Best Insulated Wide Mouth: Yeti Rambler 18oz

Like Yeti’s coolers, its everyday water bottle, the Rambler, is an ultra-durable vessel that’ll keep a beverage cold or hot for longer than it’ll take to finish. Yeti’s double-walled insulation is constructed of high quality 18/8 stainless steel. The leak-proof cap features a sturdy and simple handle design that has room enough for more than just a single finger, and its wide mouth means your nose won’t get in the way when your thirst calls for a chug. The Rambler’s uncomplicated cylindrical design and flush lid make it a standout among similar insulated bottles. (The Rambler is available in greater volumes too.)
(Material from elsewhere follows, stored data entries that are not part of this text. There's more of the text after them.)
PR #1386, opened 2018-07-18
DRILL-6574: Add option to push LIMIT(0) on top of SCAN (late limit 0 optimization)

KazydubB:


arina-ielchiieva:
@vvysotskyi could you please review?

arina-ielchiieva:
Please note currently Travis checks do not pass since #1384 should be merged first.

exec/java-exec/src/main/java/org/apache/drill/exec/planner/sql/handlers/FindLimit0Visitor.java
```diff
@@ -126,9 +161,84 @@ public static boolean containsLimit0(final RelNode rel) {
     return visitor.isContains();
   }
 
-  private boolean contains = false;
+  /**
+   * TODO(DRILL-3993): Use RelBuilder to create a limit node to allow for applying this optimization in potentially
```
vvysotskyi: Please remove this comment. I don't think that it should be done in `RelBuilder` since rel node should be checked starting from the top, but `RelBuilder` may be used at any level.

exec/java-exec/src/test/java/org/apache/drill/exec/physical/impl/limit/TestLateLimit0Optimization.java
```diff
@@ -0,0 +1,111 @@
...
+public class TestLateLimit0Optimization extends BaseTestQuery {
+
+  @Test
+  public void convertFromJson() throws Exception {
+    checkThatQueryIsNotOptimized("SELECT CONVERT_FROM('{x:100, y:215.6}' ,'JSON') AS MYCOL FROM (VALUES(1))");
+  }
+
+  private static void checkThatQueryIsNotOptimized(final String query) throws Exception {
+    PlanTestBase.testPlanMatchingPatterns(wrapLimit0(query),
+        new String[]{},
```
vvysotskyi: No need to create an empty array, `null` may be passed.

exec/java-exec/src/test/java/org/apache/drill/exec/physical/impl/limit/TestLateLimit0Optimization.java
```diff
@@ -0,0 +1,111 @@
...
+    return "SELECT * FROM (" + query + ") LZT LIMIT 0";
+  }
+
+  @Test
+  public void convertToIntBE() throws Exception {
+    checkThatQueryIsOptimized("SELECT CONVERT_TO(r_regionkey, 'INT_BE') FROM cp.`tpch/region.parquet`");
+  }
+
+  private static void checkThatQueryIsOptimized(final String query) throws Exception {
+    PlanTestBase.testPlanMatchingPatterns(wrapLimit0(query),
```
vvysotskyi: `PlanTestBase` has a method which takes two arguments, please use that method here.

exec/java-exec/src/test/java/org/apache/drill/exec/physical/impl/limit/TestLateLimit0Optimization.java
```diff
@@ -0,0 +1,111 @@
...
+ * See the License for the specific language governing permissions and
+ * limitations under the License.
+ */
+package org.apache.drill.exec.physical.impl.limit;
+
+import org.apache.drill.test.BaseTestQuery;
+import org.apache.drill.PlanTestBase;
+import org.junit.Test;
+
+public class TestLateLimit0Optimization extends BaseTestQuery {
```
vvysotskyi: It would be good to add a test which checks that `limit 0` wasn't inserted when the option is disabled.

exec/java-exec/src/main/java/org/apache/drill/exec/planner/sql/handlers/FindLimit0Visitor.java
```diff
@@ -126,9 +161,84 @@ public static boolean containsLimit0(final RelNode rel) {
...
+   * any of the transformations, but currently this can be applied after Drill logical transformation, and before
+   * Drill physical transformation.
+   */
+  public static DrillRel addLimitOnTopOfLeafNodes(final DrillRel rel) {
+    final Pointer<Boolean> isUnsupported = new Pointer<>(false);
```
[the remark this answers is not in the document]
KazydubB: Because the variable is re-assigned and is used in anonymous classes (unsupportedFunctionsVisitor, unsupportedOperationsVisitor variables) and should be (effectively) final.

PR #1387, opened 2018-07-18
DRILL-6603: Set num_nulls for parquet statistics to -1 when actual number is not defined.

arina-ielchiieva:
Details in [DRILL-6603](https://issues.apache.org/jira/browse/DRILL-6603).


arina-ielchiieva:
@vvysotskyi could you please review?

exec/java-exec/src/main/java/org/apache/drill/exec/store/parquet/metadata/MetadataBase.java
```diff
@@ -108,6 +105,18 @@
...
   public static abstract class ColumnMetadata {
+
+    /**
+     * Number of nulls is considered to be valid if its value is not null and -1.
+     *
+     * @return true if nulls value is defined, false otherwise
+     */
+    @JsonIgnore
+    public boolean isNullsDefined() {
+      Long nulls = getNulls();
```
vrozov: Why is it necessary to deal both with `null` and `-1`? Why is `getNulls` a `Long` and not a `long`? Consider renaming it to `getNumNulls`.

exec/java-exec/src/main/java/org/apache/drill/exec/store/parquet/metadata/MetadataBase.java
```diff
@@ -108,6 +105,18 @@
...
 
   public static abstract class ColumnMetadata {
+
+    /**
+     * Number of nulls is considered to be valid if its value is not null and -1.
+     *
+     * @return true if nulls value is defined, false otherwise
+     */
+    @JsonIgnore
+    public boolean isNullsDefined() {
```
vrozov: Consider `isNumNullsSet()`.

exec/java-exec/src/test/java/org/apache/drill/exec/planner/logical/TestConvertCountToDirectScan.java
```diff
@@ -143,7 +143,7 @@ public void ensureConvertForSeveralColumns() throws Exception {
 
       testPlanMatchingPatterns(
```
vvysotskyi: It may be replaced by a method which takes two arguments.

exec/java-exec/src/test/java/org/apache/drill/exec/planner/logical/TestConvertCountToDirectScan.java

Best Collapsible Bottle: Hydrapak Stash

Collapsible water bottles border on gimmicky, but a good one can stand up to the titanium-walled and insulated heavyweights with its unique utility. Hydrapak’s Stash is a good one. The main body of the Stash is made of soft and flexible BPA- and PVC-free thermoplastic polyurethane (TPU), but its top and bottom are a rigid plastic, which allows for easy drinking (despite the bottle’s unsupportive body material) and lock into each other when collapsed. It can also remain standing on its own when filled, which is the downfall of other collapsible bottles. Full, the Stash is as big as any other liter-sized water bottle; empty and collapsed, the Stash is less than a fourth of its original size, freeing up all the space in your bag that other bottles will continue to occupy even when empty.

Most Affordable: Nalgene

Nalgene products were first developed for use in science labs, but the company may very well be responsible for bringing everyday water bottles into the modern life and helping to reduce the use of throw-away plastics. Its water bottles have been widely-used for years and remained popular even as insulated vessels carve out their space. The Tritan is Nalgene’s no-frills classic; it’s a hard-sided plastic bottle with a wide mouth, plastic screw-top lid and easily-legible measurements in milliliters and ounces.
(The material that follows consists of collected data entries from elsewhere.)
PR #1390, opened 2018-07-20
DRILL-6624: Fix loss of the table row type when the same schema name …

vvysotskyi:
…was specified as single path and as a complex path in the same query

### DIFF
--- a/exec/java-exec/src/main/java/org/apache/calcite/jdbc/DynamicRootSchema.java
+++ b/exec/java-exec/src/main/java/org/apache/calcite/jdbc/DynamicRootSchema.java
@@ -17,7 +17,6 @@
  */
 package org.apache.calcite.jdbc;
 
-import com.google.common.collect.Lists;
 import org.apache.calcite.DataContext;
 
 import org.apache.calcite.linq4j.tree.Expression;
@@ -33,6 +32,7 @@ import org.apache.drill.exec.store.StoragePluginRegistry;
 import org.apache.drill.exec.store.SubSchemaWrapper;
 
 import java.io.IOException;
+import java.util.ArrayList;
 import java.util.List;
 
 /**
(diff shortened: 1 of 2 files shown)


vvysotskyi:
@vdiravka, could you please take a look?

exec/java-exec/src/main/java/org/apache/calcite/jdbc/DynamicRootSchema.java
```diff
@@ -91,15 +91,17 @@ public void loadSchemaFactory(String schemaName, boolean caseSensitive) {
           return;
         }
 
-        // Found the storage plugin for first part(e.g. 'dfs') of schemaName (e.g. 'dfs.tmp')
-        // register schema for this storage plugin to 'this'.
-        plugin.registerSchemas(schemaConfig, thisPlus);
-
+        // Looking for the SchemaPlus for the top level (e.g. 'dfs') of schemaName (e.g. 'dfs.tmp')
+        SchemaPlus firstLevelSchema = thisPlus.getSubSchema(paths.get(0));
```
vdiravka: What is thisPlus? Could we consider renaming it?

vvysotskyi: It is also `SchemaPlus` instance which corresponds to the current schema. Thanks for pointing this, renamed `thisPlus` into `schemaPlus`.

exec/java-exec/src/test/java/org/apache/drill/exec/physical/impl/TestSchema.java
```diff
@@ -84,4 +84,42 @@ public void testUseBrokenStorage() throws Exception {
...
+          .sql("create table dfs.tmp.t2 as select 1 as c2")
+          .run();
+
+      client.queryBuilder()
+          .sql("create table dfs.tmp.`t3` as SELECT 1 as c2,1 as c1")
+          .run();
+
+      client.testBuilder()
+          .sqlQuery("select a.c2 from dfs.tmp.`t2` a\n" +
+            "join  dfs.tmp.`t3` b ON b.c2 = a.c2 \n" +
```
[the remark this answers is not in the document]
vvysotskyi: Experimented with a query and tables number. This bug is not reproduced when a single table is joining itself, but it is reproduced when two tables are joined. So I rewrote the query and used two tables in the test.

PR #1391, opened 2018-07-22
DRILL-6622: Fixed a NullPointerException in a query with Union

sachouche:
@Ben-Zvi, can you please review the fix?
Thanks!

There were two bugs in the Aggregator batch sizing logic:
Issue I
- The aggregator runs in a loop to consume all input batches
- The loop was updating the batch sizing stats after they were consumed
- Assume output-row-count is 1 and we receive a batch with at least 32k + 1 records
- The code would create 32k output batches (one per incoming record) and then fails because of overflow
- Fix - Now updating the batch sizing logic when a non-empty batch is received and before the processing loop

Issue II
- The Aggregator has two main modules: AggregatorBatch and Aggregator objects
- Both share the same "incoming" record batch instance
- Though there is logic to spill incoming batches when under pressure
- The batch sizing logic was not aware that when batches are spilled the shared "incoming" object instance will diverge; that is, the Aggregator object will mutate the incoming object
- The batch sizer was being invoked with a stale "incoming" object (the one from the AggregatorBatch)
- Fix - Update the  Aggregator code to always pass the active incoming object explicitly

### DIFF
--- a/exec/java-exec/src/main/java/org/apache/drill/exec/physical/impl/aggregate/HashAggBatch.java
+++ b/exec/java-exec/src/main/java/org/apache/drill/exec/physical/impl/aggregate/HashAggBatch.java
@@ -114,8 +114,13 @@ public class HashAggBatch extends AbstractRecordBatch<HashAggregate> {
 
     @Override
     public void update() {
+      update(incoming);
+    }
+
+    @Override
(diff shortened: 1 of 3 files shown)


sachouche:
@Ben-Zvi , thank you for the review!

PR #1507, opened 2021-10-09
Common - Add support for commander turrets to `cba_common_fnc_turretDir`

PabstMirror:
Some turrets like the blu wheeled IFV don't have gunBeg defined because they don't have any weapons.

https://community.bistudio.com/wiki/eyeDirection
> Returns the direction object is watching (eyes, or a vehicle primary observer).


commy2:
What if the turret has `primaryObserver` as well as gunBeg and gunEnd?

PabstMirror:
this is after the `if (_gunEnd isEqualTo _gunBeg) then {` check so it's just a fallback, but they should be the same in either case

PabstMirror:
Tested on 
"B_APC_Wheeled_01_cannon_F"
"B_AFV_Wheeled_01_cannon_F"
"B_MBT_01_cannon_F"
"O_APC_Tracked_02_cannon_F"

All go from just `[0,0]` to giving actual angles that match the hud dir/elev display

PR #1508, opened 2021-10-11
Add bipod support for accessory/switchAttachment to header info

dedmen:


commy2:
From that function:
```sqf
if (_configs isNotEqualTo []) then {
    _switchItem = getText (_configs select 0);
};
```
Does that even work?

Best Flask: Platypus Platy Bottle

Platypus’ soft flask-style bottle is a great alternative for distance hikers and others with a focus on saving weight. The Platy is a two-liter flexible flask made of BPA-free polyethylene with a simple twist-off cap. The main benefit of this super-minimal water bottle is that it’ll take up less space as its contents are consumed, freeing up space in your bag.
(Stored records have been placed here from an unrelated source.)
PR #1516, opened 2021-10-27
Add support for encoding and decoding JSON with hash maps

BaerMitUmlaut:
- Enable parsing JSON objects as hash maps
- Enable encoding hash maps as JSON

Since JSON, unlike hash maps, accepts only strings as keys, every other key type is stringified.

### DIFF
--- a/addons/hashes/fnc_encodeJSON.sqf
+++ b/addons/hashes/fnc_encodeJSON.sqf
@@ -16,6 +16,7 @@ Description:
     - STRING
     - TASK
     - TEAM_MEMBER
+    - HASHMAP
     - Everything else will simply be stringified.
 
 Parameters:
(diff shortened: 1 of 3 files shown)


commy2 (approved):

addons/hashes/fnc_encodeJSON.sqf
```diff
@@ -77,6 +78,19 @@ switch (typeName _object) do {
         };
     };
 
+    case "HASHMAP": {
+        private _json = ((_object toArray false) apply {
+            _x params ["_key", ["_value", objNull]];
+
+            if !(_key isEqualType "") then {
+                _key = str _key;
+            };
```
commy2, line 87: Why not `str` on STRINGs as well? You kind of lose the information of "false" vs false and "1" vs 1 with this now.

Best for Running: CamelBak Nano Handheld

Technically, CamelBak’s Nano Handheld is precisely what its name implies: a handheld water bottle. But it also isn’t, because you don’t need to hold the bottle per se — CamelBak’s X-Grip straps the bottle securely in your hand, freeing you from the chore of an active grip and letting you focus on the run. The bottle itself is a lightweight 17-ounce soft flask that stows easily when empty, and on the opposite side of the hand strap is a small zippered pouch that has enough space for running essentials like your keys, a credit card or gels.

Best for Cycling: Specialized Water Bottles Purist

Specialized’s bicycle manufacturing eclipses the fact that it’s been making sport water bottles since 1978. There’s a good chance you’ve quenched your thirst with one of its bottles too, as much of its business involves customization. The Purist is constructed with a glass-like non-permeable barrier fused to its interior, which prevents the malleable material from retaining tastes and getting moldy as other soft plastic bottles are prone to do. It’s also available with one of three different types of active valve lids.

Best Growler: Hydro Flask Beer Growler

Hydro Flask’s 64-ounce Beer Growler is a major upgrade from the glass jugs you’ll ordinarily find at breweries. Hydro Flask’s growler is equipped with double-wall vacuum insulation and lined with stainless steel, which doesn’t retain flavor and is easy to clean. Its lid is equipped with a rigid, easy-pour handle and is designed specifically to maintain carbonation too. That helps if you aim to transport beer up a mountain, or even just in the car to a casual gathering, and if your drinking destination is hours away, no worries — the insulated construction will keep whatever’s inside cold for hours and hours.